PR #3528, opened 2015-10-19
Allow $rvm_path to contain a space

steven-aerts:
An rvm_path which contains a space is currently causing an error.


sikachu:
This looks like a good change.

However, before I merge it in, would you mind going through the file and see if there are more places that we should quote around `$rvm_path`? I feel like there could be more ...

mpapis:
there is a lot more, at least there was, that's why we had a warning if there is a space do trick for it: https://github.com/steven-aerts/rvm/blob/patch-1/binscripts/rvm-installer#L751-L763

PR #3538, opened 2015-10-26
Added checksum of RubyGems 2.4.8

emmanne08:
* Fix for the following error when installing a Ruby with the flag `--verify-downloads 0`

    There is no checksum for 'http://production.cf.rubygems.org/rubygems/rubygems-2.4.8.tgz' or 'rubygems-2.4.8.tgz', it's not possible to validate it.
    This could be because your RVM install's list of versions is out of date. You may want to
    update your list of rubies by running 'rvm get stable' and try again.
    If that does not resolve the issue and you wish to continue with unverified download
    add '--verify-downloads 1' after the command.
    
    There has been an error while trying to fetch rubygems.
    Halting the installation.


havenwood:
Thanks!

PR #3547, opened 2015-11-06
Update README to explicitly indicate --64 flag

RochesterinNYC:
This is a change that goes along with https://github.com/rvm/rvm/pull/3526.

Adds the --64-bit flag to the README which is the option for installing 64-bit rubies (although this is also default behavior).


sikachu:
Thanks for the patch!

PR #3550, opened 2015-11-13
Detect an absence of grep

ueokande:
When grep is not installed, RVM installer script misdetects that tar is not installed even if tar is installed.


sikachu:
Looks good. Thanks for the patch!

PR #3601, opened 2016-01-09
Add rbx-3, drop old/broken versions

ojab:


henderea:
+1
I was thinking about playing around with rubinius, but with RVM not supporting the 3.x versions, it's a little hard for me to set it up.

I use rvm head, so all I really need is for this to be merged to rvm:master.  Hopefully that can happen soon.

havenwood:
The new versions look good but I'm not sure if it's best to keep the old Rubinius version support?

@mpapis Keep or delete no-longer-supported Rubinius version metadata?

mpapis:
not supported does not mean no one wants to install it, few days ago I just had request for REE - It's still rolling somewhere - usually the policy was to leave the old versions working as long as we were able to hack that

ojab:
Why someone will need new rvm for rbx-1, for example, if rbx-1 cannot be built on any up-to-date platform and why rubies that already broken for a long time without any mentions in issues can't be removed?

I can fix rbx-1 installation by replacing broken links w/ link to releases on github, but I can't even test something except download success without installing archeological linux distributions and reading README for each release to find matching llvm/etc versions.
I don't see any sense in this either.

mpapis:
adding the new versions should not require changes in `selector_interpreters`, maybe except renaming `rbx_2.0.0_url` to `rbx_new_url`

mpapis:
@ojab you can not install it does not mean it wont be something others will want to do, it requires no effort to keep it in RVM, removing it only here is pointless, there is a lot more code that made it work, if you are cleaning - remove it all or just leave it be (for others to use if they wish so)

AquarHEAD:
@mpapis @ojab Can't we first add new versions, and open another PR for removing old ones if that's really needed? Want to play with rbx-3 recently as well...

mpapis:
@AquarHEAD open a PR with adding only and we can merge it right away.

pkuczynski:
I just added latest rubinus 3.59 so you can play around with it. I am closing this PR as we would like to keep the old rubinius versions for the time being.

mxup:
@pkuczynski 
So there is no reason in working with / on rbx 3.1 any longer?
I was kinda drawn to rbx-3[.107], me having fairly old gems

Is 2.3 a way to go here? 
I'm fairly new with versioning but I feel the beauty when I'm to stumbling upon it.

Issue #3560, opened 2015-11-17
OSX (El Capitan) rvm source in .bash_profile ruins .bash_history writing (Terminal.app)


tilhoft:
After I upgraded to OSX El Capitan, the .bash_history is not writing, if this line is in my  .bash_profile
[[ -s "$HOME/.rvm/scripts/rvm" ]] && source "$HOME/.rvm/scripts/rvm"

tilhoft:
Turned out the new feature called bash_sessions ruins this.
temporary solution(/workaround) to disable it: http://stackoverflow.com/questions/32418438/how-can-i-disable-bash-sessions-in-os-x-el-capitan

Yanchek99:
Relates to #3540

tilhoft:
Any improvements on this? macOS Sierra still involved?

PR #3627, opened 2016-02-15
Bug with bash sessions on OSX 10.11+

### LINKED ISSUE #3540: RVM overwrites bash exit trap defined in OS X El Capitan
OS X El Capitan introduced sessions to manage history. History is written to files in ~/.bash_sessions/ instead of ~/.bash_history when bash exits. This is driven by an exit trap that calls shell_session_update(). RVM overwrites this trap, meaning that history isn't saved when the bash session is exited after running RVM.

This occurs with the RVM called in ~/.bashrc:

    $ trap
    trap -- 'shell_session_update' EXIT
    $ source .rvm/scripts/rvm
    $ trap
    $

And with the regular RVM:

    $ trap
    trap -- 'shell_session_update' EXIT
    $ rvm --version
    rvm 1.26.11 (latest) by Wayne E. Seguin <wayneeseguin@gmail.com>, Michal Papis <mpapis@gmail.com> [https://rvm.io/]
    $ trap
    $

tayler1:
Resolves #3540 and #3560

### DIFF
--- a/scripts/functions/environment
+++ b/scripts/functions/environment
@@ -276,6 +276,12 @@ __rvm_teardown()
 
   __variables_definition unset
 
+  if
+    [[ "${_system_name}" == "OSX" ]] && __rvm_version_compare "${_system_version}" -ge 10.11 &&
+    [[ -n "$BASH" ]]
+  then trap 'shell_session_update' EXIT
+  fi
+
   return 0
 }
 


monolar:
This in fact does not properly work for me.

When using iTerm or setting `SHELL_SESSION_HISTORY` to `0` which disables sessions i still constantly get `-bash: shell_session_update: command not found`

I would prefer an actual feature check instead (or additionally since this appears to be still an EL capitan specific thing to some degree) of a platform check. Something like http://stackoverflow.com/a/9529981 in order to check if the function `shell_session_update` is defined.

mcfedr:
I am seeing this bug when I am using gitlab ci, it creates a non login bash session which doesnt have `shell_session_update` so it causes all the builds to fail.

tayler1:
This PL doesn't make sense anymore.
Just upgrade rvm. 
https://github.com/rvm/rvm/commit/cbc4488028ccc682a872034ba823f61bf2d9cf6d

........

ASSIGNMENT :: From the listing above, copy all lines holding the word "error".

RESULT FOR THIS EXERCISE ::
An rvm_path which contains a space is currently causing an error.
* Fix for the following error when installing a Ruby with the flag `--verify-downloads 0`
    There has been an error while trying to fetch rubygems.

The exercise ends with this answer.